Almost 100 murder suspects arrested by the Metropolitan Police over the past two years were released without conditions limiting their behaviour.

The force also released more than 800 rape suspects between April 2017 and March this year.

Releases without conditions – known as “release under investigation” – have risen rapidly following a change in the law two years ago.

Suspects are now automatically released without conditions unless police can show that bail terms are necessary.

London Assembly member Susan Hall, a Conservative member of the police and crime committee, requested the figures from the Mayor of London – and criticised him for not monitoring the impact of the change.

She said: “Sadiq Khan really has taken his eye off the ball if potential murderers and rapists are freely walking around London, with no restrictions whatsoever.”

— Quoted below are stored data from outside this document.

PR #885, opened 2023-08-23
Fix/ledger import

mchappell:
# Context

Using a hardware wallet with CIP-30 presents issues when signing transactions or data due to invoking a new key agent 

# Proposed Solution

Where possible, return an existing connection, only create a new one if none requested match the existing connections

### DIFF
--- a/packages/hardware-ledger/src/LedgerKeyAgent.ts
+++ b/packages/hardware-ledger/src/LedgerKeyAgent.ts
@@ -16,7 +16,8 @@ import { LedgerTransportType } from './types';
 import { ManagedFreeableScope } from '@cardano-sdk/util';
 import { str_to_path } from '@cardano-foundation/ledgerjs-hw-app-cardano/dist/utils/address';
 import { toLedgerTx } from './transformers';
-import LedgerConnection, {
+import TransportNodeHid from '@ledgerhq/hw-transport-node-hid-noevents';
+import _LedgerConnection, {
   Certificate,
   CertificateType,
   GetVersionResponse,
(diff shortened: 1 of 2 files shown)


packages/wallet/test/hardware/ledger/LedgerKeyAgent.test.ts
```diff
@@ -219,6 +219,53 @@ describe('LedgerKeyAgent', () => {
...
+    });
+
+    it('should return an existing connection if one exists', async () => {
+      LedgerKeyAgent.deviceConnections = [];
+      const connection1 = await LedgerKeyAgent.establishDeviceConnection(CommunicationType.Node);
+      const connection2 = await LedgerKeyAgent.establishDeviceConnection(CommunicationType.Node);
+
+      expect(transportSpy).toHaveBeenCalledTimes(1);
+
+      await connection1.transport.close();
```
mkazlauskas, line 243: It should be the same object so we don't need to close both, would be better to have an assertion like this instead
```suggestion
      expect(connection1).toBe(connection2);
```

mkazlauskas (commented):
Looks good! Just 1 suggestion for test

packages/hardware-ledger/src/LedgerKeyAgent.ts
```diff
@@ -120,16 +120,33 @@ const isMultiSig = (tx: Transaction): boolean => {
...
   constructor({ deviceConnection, ...serializableData }: LedgerKeyAgentProps, dependencies: KeyAgentDependencies) {
     super({ ...serializableData, __typename: KeyAgentType.Ledger }, dependencies);
     this.deviceConnection = deviceConnection;
     this.#communicationType = serializableData.communicationType;
   }
 
+  static findKeyAgentByCommunicationTypeAndDevicePath(
+    communicationType: CommunicationType,
+    devicePath?: string,
+    deviceConnections?: LedgerConnectionWithCommunicationTypeAndDevicePath[]
```
mirceahasegan, line 143: I do not understand the need to pass this as a param. Shouldn't it use the static one availble? `LedgerKeyAgent.deviceConnections`

mchappell: Good point, i'll update. Thanks for catching this

mchappell: Updated in [99891ec](https://github.com/input-output-hk/cardano-js-sdk/pull/885/commits/99891ec44752b799256cfd0a78d910b3f0589307)

mirceahasegan (approved):
Great work @mchappell ! 🚀

mkazlauskas (dismissed):
Nice work! :rocket:

flake.lock
```diff
@@ -311,11 +311,11 @@
         "yants": "yants"
       },
       "locked": {
-        "lastModified": 1692005050,
-        "narHash": "sha256-bFhmzmenx3Y/0eH1qAAZGrmFc3siz0BiAJRptdt2QIQ=",
+        "lastModified": 1692627026,
```
rhyslbw, line 314: Why are there changes to the `flake.lock` if there's no package changes in the scope of this commit?

mkazlauskas (changes requested):
Please fix the format the 2nd commit message (missing colon `:` after scope)

mkazlauskas (approved):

She added: “The Mayor urgently needs to review the Met’s decision to release people charged with such serious crimes with no conditions.

“The last thing London needs is for the Met to be releasing the few criminals our soft-on-crime Mayor catches.” 

As well as murder and rape suspects, the Met has released 1,226 burglary suspects, 1,792 robbery suspects, and almost 7,000 people accused of violent crimes.

It is not clear how many suspects go on to commit offences after their release – but in a written statement, the Mayor of London admitted that “a small portion” will go on to offend again.

A spokesperson for Sadiq Khan stressed the new law was implemented nationally by the Home Office. 

He said: “The Mayor is aware of the concerns about the Government’s decision to introduce this, which is why he asked his Deputy Mayor for Policing and Crime to keep its use under close scrutiny.”

A spokesperson for the Metropolitan Police said victims’ groups and others in the justice system have raised concerns about the impact of the new law. 

He said: “The Met are continuing to work with the Home Office, National Police Chiefs Council, the College of Policing and other police forces in order to establish best practice.”